İçme suyu başka sulardan ayrılmalı İçme suyu ile kullanma suyunun birbirinden ayrılması gerektiğine vurgu yapan Kadıoğlu, “Büyük masraf ve emekle getirilen ve arıtılan suyun otomobil, vb. yıkamada kullanımı engellenmelidir” ikazında bulunurken, dünyanın hiçbir yerinde kuraklığa deva olarak kullanılmayan “yağmur bombası” üzere uygulamalara ise prim verilmemesi gerektiğine dikkat çekti.
Türkiye 2030 yılında su düşüncesine düşebilir
DSİ’ye nazaran Türkiye’nin şu an net kullanılabilir tatlı su kaynağı: 112 milyar m3 /yıl. Kişi başına düşen su ölçüsü 1500 m3/yıl.
Türkiye şu anda su gerilimi olan bir ülke olsa da 2030 yılında su problemine düşmesinin öngörüldüğü bilgisini veren Kadıoğlu, şöyle devam etti: “Artan nüfus, iklim değişikliği ve azalan su kaynakları nedeniyle Türkiye’de kişi başına kullanılabilir yıllık su ölçüsünün 1.000 m3’ün çok altına inmesi ile “su fakiri” olacağız.”
Sahip olduğumuz suyun yüzde 74’ünün ziraî sulamada kullanıldığını belirten Kadıoğlu, “En büyük sorun ziraî sulamanın çağdaş yapılamamasında.
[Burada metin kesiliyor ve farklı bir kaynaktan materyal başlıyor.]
PR #26561, opened 2026-04-04
Upgrade nat docker container from bookworm to trixie

yxieca:
#### What I did
Upgrade docker-nat base image from bookworm (docker-swss-layer-bookworm) to trixie (docker-swss-layer-trixie).

Part of the Debian Trixie upgrade effort tracked in https://github.com/sonic-net/SONiC/issues/2169.

#### How I did it
- Updated `Dockerfile.j2` base image reference from bookworm to trixie
- Updated `rules/docker-nat.mk` to use trixie layer variables and register as trixie dockers

#### How to verify it
- Build sonic-vs image with this change and verify docker-nat starts correctly
- VS image build tested successfully on local build host


lihuay (dismissed):

rules/docker-nat.mk
```diff
@@ -6,12 +6,16 @@ DOCKER_NAT_DBG = $(DOCKER_NAT_STEM)-$(DBG_IMAGE_MARK).gz
 
 $(DOCKER_NAT)_PATH = $(DOCKERS_PATH)/$(DOCKER_NAT_STEM)
 
-$(DOCKER_NAT)_DEPENDS += $(SWSS) $(IPTABLESIP4TC) $(IPTABLESIP6TC) $(IPTABLESIPTC) $(IPXTABLES12) $(IPTABLES)
-$(DOCKER_NAT)_DBG_DEPENDS = $($(DOCKER_SWSS_LAYER_BOOKWORM)_DBG_DEPENDS)
+$(DOCKER_NAT)_DEPENDS += $(SWSS)
+# On trixie, iptables comes from Debian repos (not built locally)
+ifeq ($(BLDENV),bookworm)
+$(DOCKER_NAT)_DEPENDS += $(IPTABLESIP4TC) $(IPTABLESIP6TC) $(IPTABLESIPTC) $(IPXTABLES12) $(IPTABLES)
+endif
```
saiarcot895: Why is a bookworm section being added?

yxieca: Good catch — removed in 5a1efa35f. Since docker-nat is now trixie-only, the bookworm conditional was dead code. On trixie, iptables comes from Debian repos (installed via apt in the Dockerfile).

saiarcot895 (approved):

PR #26564, opened 2026-04-05
Add static analysis preparation pipeline

xq9mend:
#### Why I did it

Static analysis tools (Semgrep, Bandit, etc.) require a fully prepared source tree — with all externally-fetched sources present and patches applied — before they can run. This pipeline performs that preparation without triggering a full SONiC build.

##### Work item tracking
- Microsoft ADO:

#### How I did it

A Python script (`.azure-pipelines/scripts/prepare_source.py`) handles all source acquisition:
- Runs `dget` to fetch and unpack Debian source packages
- Runs `git clone` to fetch external git repositories (including SHA-pinned and tag-pinned refs)
- Applies any in-tree SONiC patches on top
- Validates that all expected source directories are present

The script is invoked by both an Azure Pipelines YAML and a GitHub Actions workflow that share the same logic. The GitHub Actions workflow also uploads the prepared source tree as an artifact and compares it against a fresh recursive clone to verify completeness.

#### How to verify it

GitHub Actions CI run passes and the artifact diff shows exactly the expected externally-fetched sources with no unintended omissions:

**In artifact but not in fresh clone (externally fetched — 27 sources):**
```
platform/mellanox/iproute2/iproute2-6.1.0
src/bash/bash-5.2.37
src/flashrom/flashrom-0.9.7
src/grub2/grub2
src/ifupdown2/ifupdown2-3.0.0-1
src/iptables/iptables-1.8.9
src/isc-dhcp/isc-dhcp-4.4.3-P1
src/kdump-tools/kdump-tools-1.10.7
src/libnl3/libnl3-3.7.0
src/libteam/libteam-1.31
src/libyang/libyang-1.0.73
src/libyang3-py3/libyang-python
src/libyang3/libyang-3.12.2
src/lldpd/lldpd-1.0.16
src/lm-sensors/lm-sensors-3.6.0
src/monit/monit
src/openssh/openssh-10.0p1
src/radius/pam/freeradius/freeradius-server
src/rdb-cli/librdb
src/sflow/hsflowd/host-sflow
src/sflow/libpsample
src/snmpd/net-snmp-5.9.3+dfsg
src/socat/socat-1.7.4.1
src/sonic-mgmt-common/models/yang/oc-pyang
src/tacacs/audisp/audisp-tacplus
src/tacacs/nss/libnss-tacplus
src/thrift/thrift-0.11.0
```

**In fresh clone but not in artifact (intentionally excluded — 4 entries):**
```
src/p4lang
src/sonic-device-data
src/sonic-gnmi/testdata
src/sonic-linux-kernel
```

- [ ] 202305
- [ ] 202311
- [ ] 202405
- [ ] 202411
- [ ] 202505
- [ ] 202511

- [ ] 

Add static analysis preparation pipeline that fetches all external sources and applies patches without performing a full build, producing an artifact ready for static analysis tools.

N/A


.github/workflows/static-analysis-prep.yml
saiarcot895, line 1: Why is this being duplicated? What's the benefit here? This should ideally be only in the Azure Pipeline or Github Actions CI.

.azure-pipelines/scripts/prepare_source.py
saiarcot895, line 1: This doesn't feel maintainable to me, and assumes specific syntaxes used for cloning repos or checking out a specific hash, in addition to having workarounds for specific repos. What about using the metadata that we already have in our build system? `SONIC_MAKE_DEPS` involves calling `Makefile` to run some set of commands, which implies there's some external repo/files/package that might get downloaded. You can have `make` and `dpkg-buildpackage` commands be a no-op, and have everything else be executed (including preparing the source repo and applying patches.

It's not perfectly clean (SONiC build infra doesn't have a separate step of getting all sources), but it would be more robust.

saiarcot895 (changes requested):
See above comment on `prepare_source.py`.

.github/workflows/static-analysis-prep.yml
xq9mend: The GitHub Actions workflow covers public PRs and is the preferred path for cost reasons. I included the Azure Pipeline version for compatibility with internal workflows (no GitHub Actions)

xq9mend:
The maintainability concern is addressed in the latest commits. Rather than relying on heuristic regex to parse Makefile syntax, the script now uses `make -n` (dry-run) with the package's own Makefile to fully expand Make variables and extract git clone info. This handles all packages correctly:

- Variables defined in the package's own Makefile (e.g. `RASDAEMON_COMMIT`) resolve correctly
- Packages with `pushd <subdir>` before clone (e.g. radius/pam) get the correct dest path
- `git checkout -b branch [-f] commit` patterns handled correctly

The `_find_deb_var_for_pkg()` function uses `_SRC_PATH` assignments to identify the correct deb variable per package, even in shared rules files (e.g. tacacs.mk covering multiple packages). The heuristic regex fallback has been removed — make-n handles all 9 git clone packages (100% coverage).

xq9mend:
Closing in favor of #26892 which has been merged.

PR #26567, opened 2026-04-05
[iccpd]: Add bounds check for num_of_entry in mLACP TLV handlers

securely1g:
### What I did

Add bounds validation for peer-supplied `num_of_entry` / `num_of_vlan_id` fields in iccpd mLACP TLV receive handlers to prevent out-of-bounds heap reads.

### Why I did it

The MAC, ARP, NDISC, and PortChannel TLV handlers (`mlacp_sync_recv_macInfo`, `mlacp_sync_recv_arpInfo`, `mlacp_sync_recv_ndiscInfo`, `mlacp_sync_recv_portChanInfo`) trust the peer-supplied count field without checking it against the actual message length (`msg->len`). A peer that sends a TLV with a large `num_of_entry` but a short body causes the handler to iterate past the heap-allocated `msg->buf`, resulting in:

- **Out-of-bounds heap read** — reading up to ~1.9 MB past the allocation (count up to 65535)
- **iccpd crash** (SIGSEGV) — DoS of the MCLAG control plane, risking split-brain
- **Heap data leakage** — stale heap bytes logged via `ICCPD_LOG_INFO` and potentially programmed into FDB/ARP entries

### How I did it

Added validation in each `mlacp_sync_recv_*()` function to check that `msg->len >= sizeof(ICCHdr) + sizeof(TLV header) + count * sizeof(entry)` before passing the TLV to the update function. Messages that fail validation are dropped with a `ICCPD_LOG_WARN` log message.

### How to verify it

1. With an MCLAG testbed, send a crafted ICCP message with `TLV_T_MLACP_MAC_INFO` containing `num_of_entry=0xFFFF` and an empty MacEntry body
2. Before fix: iccpd crashes with SIGSEGV
3. After fix: iccpd logs a warning and drops the message; daemon remains stable

### Affected handlers

| Handler | Count field | Entry type |
|---|---|---|
| `mlacp_sync_recv_macInfo` | `num_of_entry` | `struct mLACPMACData` |
| `mlacp_sync_recv_arpInfo` | `num_of_entry` | `struct ARPMsg` |
| `mlacp_sync_recv_ndiscInfo` | `num_of_entry` | `struct NDISCMsg` |
| `mlacp_sync_recv_portChanInfo` | `num_of_vlan_id` | `struct mLACPVLANData` |

### DIFF
--- a/src/iccpd/src/mlacp_fsm.c
+++ b/src/iccpd/src/mlacp_fsm.c
@@ -575,8 +575,30 @@ static void mlacp_sync_recv_syncReq(struct CSM* csm, struct Msg* msg)
 static void mlacp_sync_recv_portChanInfo(struct CSM* csm, struct Msg* msg)
 {
     mLACPPortChannelInfoTLV* portconf = NULL;
+    size_t tlv_len;
+    int count;
 
     portconf = (mLACPPortChannelInfoTLV*)&(msg->buf[sizeof(ICCHdr)]);
+
+    /* Validate that msg is large enough to hold the TLV header */
+    if (msg->len < sizeof(ICCHdr) + sizeof(mLACPPortChannelInfoTLV))
+    {
+        ICCPD_LOG_WARN(__FUNCTION__, "Received PortChannel Info TLV too short for header: %zu", msg->len);
+        return;
+    }
+
+    /* Validate num_of_vlan_id against actual message length */
+    count = ntohs(portconf->num_of_vlan_id);
+    tlv_len = sizeof(ICCHdr) + sizeof(mLACPPortChannelInfoTLV)
+              + (size_t)count * sizeof(struct mLACPVLANData);
+    if (tlv_len > msg->len)
+    {
+        ICCPD_LOG_WARN(__FUNCTION__,
+            "PortChannel Info num_of_vlan_id %d exceeds msg len %zu, dropping",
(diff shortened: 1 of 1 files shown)


src/iccpd/src/mlacp_fsm.c
```diff
@@ -575,8 +575,30 @@ static void mlacp_sync_recv_syncReq(struct CSM* csm, struct Msg* msg)
...
     mLACPPortChannelInfoTLV* portconf = NULL;
+    size_t tlv_len;
+    int count;
 
     portconf = (mLACPPortChannelInfoTLV*)&(msg->buf[sizeof(ICCHdr)]);
+
+    /* Validate that msg is large enough to hold the TLV header */
+    if (msg->len < sizeof(ICCHdr) + sizeof(mLACPPortChannelInfoTLV))
+    {
+        ICCPD_LOG_WARN(__FUNCTION__, "Received PortChannel Info TLV too short for header: %zd", msg->len);
```
qiluo-msft: Should be %zu. Appears 8x in the diff

securely1g:
@qiluo-msft Good catch — fixed all 8 occurrences to use `%zu` since `msg->len` is `size_t` (unsigned). Force-pushed.

qiluo-msft (approved):

PR #26570, opened 2026-04-05
[functions.sh] Quote variable expansions in docker_try_rmi

yxieca:
#### Why I did it

`docker_try_rmi()` in `functions.sh` passes `$image_name` to `docker inspect` and `docker rmi` without quotes. Unquoted variable expansion in bash is subject to word splitting (on `$IFS`) and pathname/glob expansion before the resulting words are handed to the command.

This is a defensive shell-correctness fix: the function should pass its argument to `docker` as a single token regardless of what the caller provides. Quoting closes a class of unintended behavior where the shell could interpret part of the value rather than passing it through opaquely.

There is no functional change for well-formed image names.

##### Work item tracking

#### How I did it

Wrapped the two `$image_name` expansions in double quotes:

- `docker inspect --format="{{json .Id}}" "$image_name"`
- `docker rmi "$image_name"`

The local declaration (`local image_name="$1"`) and the `-f "ancestor=$1"` filter were already quoted and are unchanged.

#### How to verify it

This is a **build-time-only** change — `docker_try_rmi()` is invoked from `build_docker.sh` and `get_docker-base.sh` during `make`, on the build host. It is not installed into the image. A clean image build is therefore the complete validation.

1. Full VS image build (`make target/sonic-vs.img.gz`) — completes cleanly; `docker_try_rmi` runs during the docker image cleanup path with quoted args, no behavior change.
2. `bash -n functions.sh` — syntax check passes.
3. Optional: `shellcheck functions.sh` — SC2086 warnings on these two lines are cleared.

- [ ] 202305
- [ ] 202311
- [ ] 202405
- [ ] 202411
- [ ] 202505
- [ ] 202511

Low-risk two-line shell-hardening change. Backport at maintainer discretion — applies cleanly to all listed branches but is not urgent for any specific release.

- [ ] 
- [ ] 

Quote `$image_name` in `docker_try_rmi` to prevent shell word-splitting and glob expansion.

N/A — no YANG or config_db changes.

🦔

### DIFF
--- a/functions.sh
+++ b/functions.sh
@@ -40,13 +40,13 @@ die() {
 docker_try_rmi() {
     local image_name="$1"
     ## Note: inspect output has quotation characters, so sed to remove it as an argument
-    local image_id=$(docker inspect --format="{{json .Id}}" $image_name | sed -e 's/^"//' -e 's/"$//')
+    local image_id=$(docker inspect --format="{{json .Id}}" "$image_name" | sed -e 's/^"//' -e 's/"$//')
     [ -z "$image_id" ] || {
         ## Remove all the exited containers from this image
-        docker ps -a -q -f "status=exited" -f "ancestor=$1" | xargs --no-run-if-empty docker rm
+        docker ps -a -q -f "status=exited" -f "ancestor=$image_name" | xargs --no-run-if-empty docker rm
         ## Note: If there are running containers from this image, the build system is in an
         ##   unexpected state. The 'rmi' will fail and we need investigate the build environment.
-        docker rmi $image_name
+        docker rmi "$image_name"
     }
 }
 


functions.sh
```diff
@@ -40,13 +40,13 @@ die() {
 docker_try_rmi() {
     local image_name="$1"
     ## Note: inspect output has quotation characters, so sed to remove it as an argument
-    local image_id=$(docker inspect --format="{{json .Id}}" $image_name | sed -e 's/^"//' -e 's/"$//')
+    local image_id=$(docker inspect --format="{{json .Id}}" "$image_name" | sed -e 's/^"//' -e 's/"$//')
     [ -z "$image_id" ] || {
         ## Remove all the exited containers from this image
         docker ps -a -q -f "status=exited" -f "ancestor=$1" | xargs --no-run-if-empty docker rm
```
qiluo-msft: nitpick: for consistency the PR could also use $image_name instead of $1 there since the function already aliased it on line 41
```suggestion
        docker ps -a -q -f "status=exited" -f "ancestor=$image_name" | xargs --no-run-if-empty docker rm
```

yxieca: Done — applied, thanks.

lguohan (approved):

qiluo-msft (approved):

PR #26579, opened 2026-04-06
[supervisord-utilities-rs] Replace syslog crate with libc

MavChtz:
The new Rust listener fails if it starts before the syslog daemon is initialized. This occurs because it attempts to connect to the socket without retrying on failure.

The syslog crate doesn't attempt to reconnect when its connection to the socket is lost nor does it have a way to check if the connection was broken.

The libc syslog will behave the same as the Python version as that is what Python calls internally.

##### Work item tracking

- [ ] 202305
- [ ] 202311
- [ ] 202405
- [ ] 202411
- [ ] 202505
- [ ] 202511

- [ ] 
- [ ]


MavChtz:
Closing in favour of https://github.com/sonic-net/sonic-buildimage/pull/26840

Ziraî sulamanın yüzde 88’i hala yabanî sulama. Suyun yüzde 50’si yolda kayboluyor. Kaçak yer altı suyu kullanımı su kaynaklarına ziyan veriyor” dedi.
Tarımsal sulamanın detaylarına bakıldığında ise damla sulamanın yaklaşık %1 iken, mikro sulamanın sıfıra yakın olduğunu belirten Kadıoğlu, “Damla ve mikro sulama ile değerli bir su tasarrufu mümkün fakat bunun için daha fazla teşvik ve eğitim gerekiyor” tabirlerinde bulundu.